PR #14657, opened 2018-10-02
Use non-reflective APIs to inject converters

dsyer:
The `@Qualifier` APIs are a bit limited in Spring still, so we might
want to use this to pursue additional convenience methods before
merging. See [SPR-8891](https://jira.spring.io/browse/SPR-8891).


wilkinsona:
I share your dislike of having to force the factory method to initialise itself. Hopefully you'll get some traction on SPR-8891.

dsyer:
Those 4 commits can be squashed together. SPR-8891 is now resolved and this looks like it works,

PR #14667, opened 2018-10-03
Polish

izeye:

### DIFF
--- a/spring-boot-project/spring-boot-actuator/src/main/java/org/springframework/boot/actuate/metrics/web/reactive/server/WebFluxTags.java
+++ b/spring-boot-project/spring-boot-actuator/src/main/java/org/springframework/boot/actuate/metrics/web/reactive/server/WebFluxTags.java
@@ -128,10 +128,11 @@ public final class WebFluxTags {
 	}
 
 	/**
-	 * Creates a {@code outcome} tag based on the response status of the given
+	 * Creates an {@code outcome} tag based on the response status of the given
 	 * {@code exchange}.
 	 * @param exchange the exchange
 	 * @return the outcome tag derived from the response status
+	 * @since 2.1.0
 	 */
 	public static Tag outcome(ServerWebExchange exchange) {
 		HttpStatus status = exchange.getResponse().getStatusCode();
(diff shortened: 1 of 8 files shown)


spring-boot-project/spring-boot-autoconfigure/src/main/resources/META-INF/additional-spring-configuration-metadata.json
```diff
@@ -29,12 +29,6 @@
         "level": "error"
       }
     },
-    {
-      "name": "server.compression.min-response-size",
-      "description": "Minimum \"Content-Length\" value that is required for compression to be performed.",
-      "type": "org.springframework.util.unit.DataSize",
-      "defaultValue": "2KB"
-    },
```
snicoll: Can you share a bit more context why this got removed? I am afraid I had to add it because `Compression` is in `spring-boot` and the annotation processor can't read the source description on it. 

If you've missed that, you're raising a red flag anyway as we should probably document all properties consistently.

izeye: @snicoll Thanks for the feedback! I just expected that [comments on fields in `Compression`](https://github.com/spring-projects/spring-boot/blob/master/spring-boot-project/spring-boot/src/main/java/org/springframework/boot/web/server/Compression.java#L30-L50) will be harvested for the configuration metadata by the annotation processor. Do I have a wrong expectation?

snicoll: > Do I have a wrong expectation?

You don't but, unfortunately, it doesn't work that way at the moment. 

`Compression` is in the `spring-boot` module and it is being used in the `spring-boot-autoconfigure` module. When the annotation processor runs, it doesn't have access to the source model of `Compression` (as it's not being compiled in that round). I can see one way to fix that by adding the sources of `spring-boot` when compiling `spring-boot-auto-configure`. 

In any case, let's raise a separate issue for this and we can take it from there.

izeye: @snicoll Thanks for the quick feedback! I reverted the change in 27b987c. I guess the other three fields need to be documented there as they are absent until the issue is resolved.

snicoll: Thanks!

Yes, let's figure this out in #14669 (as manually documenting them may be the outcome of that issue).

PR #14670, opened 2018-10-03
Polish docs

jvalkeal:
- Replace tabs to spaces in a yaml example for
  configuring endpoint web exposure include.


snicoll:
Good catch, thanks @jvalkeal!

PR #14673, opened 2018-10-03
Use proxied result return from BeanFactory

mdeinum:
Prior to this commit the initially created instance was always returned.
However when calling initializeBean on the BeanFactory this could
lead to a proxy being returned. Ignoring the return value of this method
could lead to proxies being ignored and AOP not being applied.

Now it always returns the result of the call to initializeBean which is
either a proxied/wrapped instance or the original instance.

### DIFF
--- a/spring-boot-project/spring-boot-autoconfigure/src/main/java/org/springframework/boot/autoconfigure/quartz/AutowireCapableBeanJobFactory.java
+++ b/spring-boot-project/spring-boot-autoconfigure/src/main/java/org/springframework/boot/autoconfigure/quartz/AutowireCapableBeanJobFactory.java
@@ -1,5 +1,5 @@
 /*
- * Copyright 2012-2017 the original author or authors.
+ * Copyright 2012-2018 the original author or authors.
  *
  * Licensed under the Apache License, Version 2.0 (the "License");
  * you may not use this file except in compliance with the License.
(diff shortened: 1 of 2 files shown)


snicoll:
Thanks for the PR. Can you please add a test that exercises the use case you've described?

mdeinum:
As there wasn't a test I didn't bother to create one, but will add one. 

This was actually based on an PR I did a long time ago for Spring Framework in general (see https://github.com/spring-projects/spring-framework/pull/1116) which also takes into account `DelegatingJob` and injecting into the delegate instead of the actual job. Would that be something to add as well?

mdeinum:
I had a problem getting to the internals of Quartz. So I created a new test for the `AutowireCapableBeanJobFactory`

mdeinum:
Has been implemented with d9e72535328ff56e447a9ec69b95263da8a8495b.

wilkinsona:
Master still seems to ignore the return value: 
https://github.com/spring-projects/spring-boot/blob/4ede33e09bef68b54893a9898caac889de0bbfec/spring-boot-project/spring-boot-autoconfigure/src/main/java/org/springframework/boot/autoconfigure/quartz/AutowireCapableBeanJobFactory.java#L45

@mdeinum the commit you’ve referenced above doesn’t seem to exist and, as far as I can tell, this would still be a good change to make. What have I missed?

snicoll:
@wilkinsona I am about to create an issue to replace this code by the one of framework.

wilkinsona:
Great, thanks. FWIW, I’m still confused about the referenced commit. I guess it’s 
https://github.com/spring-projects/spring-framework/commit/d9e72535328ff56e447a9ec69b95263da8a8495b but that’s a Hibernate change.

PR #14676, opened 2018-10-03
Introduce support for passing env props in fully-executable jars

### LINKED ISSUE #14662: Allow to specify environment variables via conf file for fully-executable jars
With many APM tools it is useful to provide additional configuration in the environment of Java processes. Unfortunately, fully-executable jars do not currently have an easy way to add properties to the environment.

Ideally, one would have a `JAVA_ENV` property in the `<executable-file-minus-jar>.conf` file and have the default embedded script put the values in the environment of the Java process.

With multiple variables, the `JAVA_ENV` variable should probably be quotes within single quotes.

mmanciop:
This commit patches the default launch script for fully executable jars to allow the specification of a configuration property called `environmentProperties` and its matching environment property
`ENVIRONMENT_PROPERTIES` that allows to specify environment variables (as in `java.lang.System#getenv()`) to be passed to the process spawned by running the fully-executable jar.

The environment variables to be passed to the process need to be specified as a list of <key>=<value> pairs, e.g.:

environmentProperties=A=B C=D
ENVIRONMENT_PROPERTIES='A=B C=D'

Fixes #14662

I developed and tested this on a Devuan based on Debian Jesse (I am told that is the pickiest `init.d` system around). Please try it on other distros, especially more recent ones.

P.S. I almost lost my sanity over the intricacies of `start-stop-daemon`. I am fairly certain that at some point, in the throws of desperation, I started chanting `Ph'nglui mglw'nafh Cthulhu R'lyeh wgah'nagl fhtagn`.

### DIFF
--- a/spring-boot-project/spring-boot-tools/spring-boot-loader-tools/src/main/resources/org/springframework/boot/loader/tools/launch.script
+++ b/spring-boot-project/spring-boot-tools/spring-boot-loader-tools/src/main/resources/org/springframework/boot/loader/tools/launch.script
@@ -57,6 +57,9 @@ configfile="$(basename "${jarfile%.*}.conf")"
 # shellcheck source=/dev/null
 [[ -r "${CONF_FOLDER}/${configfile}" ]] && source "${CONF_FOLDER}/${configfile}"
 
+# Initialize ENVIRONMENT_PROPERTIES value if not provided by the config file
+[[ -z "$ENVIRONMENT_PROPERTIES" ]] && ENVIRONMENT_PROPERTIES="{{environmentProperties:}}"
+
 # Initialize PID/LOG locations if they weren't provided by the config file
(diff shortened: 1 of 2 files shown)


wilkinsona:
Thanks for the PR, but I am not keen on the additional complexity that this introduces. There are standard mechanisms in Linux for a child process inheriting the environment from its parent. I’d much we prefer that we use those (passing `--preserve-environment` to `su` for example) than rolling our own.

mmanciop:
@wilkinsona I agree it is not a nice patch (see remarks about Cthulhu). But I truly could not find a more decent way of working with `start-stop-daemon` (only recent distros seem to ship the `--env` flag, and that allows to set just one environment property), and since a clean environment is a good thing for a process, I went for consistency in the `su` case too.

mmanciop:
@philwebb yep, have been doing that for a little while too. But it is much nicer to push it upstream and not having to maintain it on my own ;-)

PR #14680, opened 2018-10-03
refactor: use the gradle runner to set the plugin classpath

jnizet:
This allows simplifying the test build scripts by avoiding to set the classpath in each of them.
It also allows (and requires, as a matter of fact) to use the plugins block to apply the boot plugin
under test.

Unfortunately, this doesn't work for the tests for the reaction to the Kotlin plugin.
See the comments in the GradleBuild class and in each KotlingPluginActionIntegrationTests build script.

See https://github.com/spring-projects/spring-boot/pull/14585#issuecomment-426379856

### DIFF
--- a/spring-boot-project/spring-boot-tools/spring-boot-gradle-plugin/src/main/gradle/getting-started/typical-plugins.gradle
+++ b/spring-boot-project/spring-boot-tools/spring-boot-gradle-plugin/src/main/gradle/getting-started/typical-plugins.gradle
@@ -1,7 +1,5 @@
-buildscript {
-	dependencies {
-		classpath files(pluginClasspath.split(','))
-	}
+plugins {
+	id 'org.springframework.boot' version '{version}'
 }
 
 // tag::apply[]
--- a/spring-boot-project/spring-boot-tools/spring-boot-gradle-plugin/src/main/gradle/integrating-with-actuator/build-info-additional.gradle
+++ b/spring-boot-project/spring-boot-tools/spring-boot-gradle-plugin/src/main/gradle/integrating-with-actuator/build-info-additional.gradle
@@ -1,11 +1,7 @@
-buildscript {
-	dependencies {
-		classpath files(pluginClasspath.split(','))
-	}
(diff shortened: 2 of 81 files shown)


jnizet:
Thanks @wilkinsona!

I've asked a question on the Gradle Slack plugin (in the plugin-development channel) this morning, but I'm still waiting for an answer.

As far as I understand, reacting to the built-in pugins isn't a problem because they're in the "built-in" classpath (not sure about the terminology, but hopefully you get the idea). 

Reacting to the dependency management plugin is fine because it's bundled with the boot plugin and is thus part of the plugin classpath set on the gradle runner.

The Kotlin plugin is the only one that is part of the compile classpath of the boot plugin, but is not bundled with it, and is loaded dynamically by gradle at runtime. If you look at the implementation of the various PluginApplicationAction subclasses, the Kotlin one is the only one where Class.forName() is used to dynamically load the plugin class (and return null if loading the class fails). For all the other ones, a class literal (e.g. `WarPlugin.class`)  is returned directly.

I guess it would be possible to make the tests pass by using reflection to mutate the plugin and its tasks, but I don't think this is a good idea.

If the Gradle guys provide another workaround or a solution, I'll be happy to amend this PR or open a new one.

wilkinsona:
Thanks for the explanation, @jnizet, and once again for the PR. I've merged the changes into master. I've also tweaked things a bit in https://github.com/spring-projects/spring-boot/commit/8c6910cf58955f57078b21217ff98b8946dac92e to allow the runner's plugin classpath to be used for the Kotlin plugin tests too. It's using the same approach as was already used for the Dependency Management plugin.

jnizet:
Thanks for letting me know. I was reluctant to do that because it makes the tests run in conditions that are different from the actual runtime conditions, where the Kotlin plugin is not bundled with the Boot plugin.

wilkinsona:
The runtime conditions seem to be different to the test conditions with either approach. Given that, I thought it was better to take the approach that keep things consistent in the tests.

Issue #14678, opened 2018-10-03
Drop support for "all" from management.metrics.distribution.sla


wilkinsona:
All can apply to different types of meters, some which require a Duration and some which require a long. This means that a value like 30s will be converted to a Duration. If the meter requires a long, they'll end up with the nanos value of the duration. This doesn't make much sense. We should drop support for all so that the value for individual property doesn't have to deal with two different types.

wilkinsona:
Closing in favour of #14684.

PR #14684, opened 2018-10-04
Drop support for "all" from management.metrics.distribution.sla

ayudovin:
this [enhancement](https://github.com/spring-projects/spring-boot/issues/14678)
- - - -
ABOUT THIS EXERCISE: In the listing above, find the line with "-128,10 +128,11 @@" and the line with "In any case, let's"; output exactly those lines and all lines between them.

RESULT FOR THIS TASK:
@@ -128,10 +128,11 @@ public final class WebFluxTags {
 	}
 
 	/**
-	 * Creates a {@code outcome} tag based on the response status of the given
+	 * Creates an {@code outcome} tag based on the response status of the given
 	 * {@code exchange}.
 	 * @param exchange the exchange
 	 * @return the outcome tag derived from the response status
+	 * @since 2.1.0
 	 */
 	public static Tag outcome(ServerWebExchange exchange) {
 		HttpStatus status = exchange.getResponse().getStatusCode();
(diff shortened: 1 of 8 files shown)


spring-boot-project/spring-boot-autoconfigure/src/main/resources/META-INF/additional-spring-configuration-metadata.json
```diff
@@ -29,12 +29,6 @@
         "level": "error"
       }
     },
-    {
-      "name": "server.compression.min-response-size",
-      "description": "Minimum \"Content-Length\" value that is required for compression to be performed.",
-      "type": "org.springframework.util.unit.DataSize",
-      "defaultValue": "2KB"
-    },
```
snicoll: Can you share a bit more context why this got removed? I am afraid I had to add it because `Compression` is in `spring-boot` and the annotation processor can't read the source description on it. 

If you've missed that, you're raising a red flag anyway as we should probably document all properties consistently.

izeye: @snicoll Thanks for the feedback! I just expected that [comments on fields in `Compression`](https://github.com/spring-projects/spring-boot/blob/master/spring-boot-project/spring-boot/src/main/java/org/springframework/boot/web/server/Compression.java#L30-L50) will be harvested for the configuration metadata by the annotation processor. Do I have a wrong expectation?

snicoll: > Do I have a wrong expectation?

You don't but, unfortunately, it doesn't work that way at the moment. 

`Compression` is in the `spring-boot` module and it is being used in the `spring-boot-autoconfigure` module. When the annotation processor runs, it doesn't have access to the source model of `Compression` (as it's not being compiled in that round). I can see one way to fix that by adding the sources of `spring-boot` when compiling `spring-boot-auto-configure`. 

In any case, let's raise a separate issue for this and we can take it from there.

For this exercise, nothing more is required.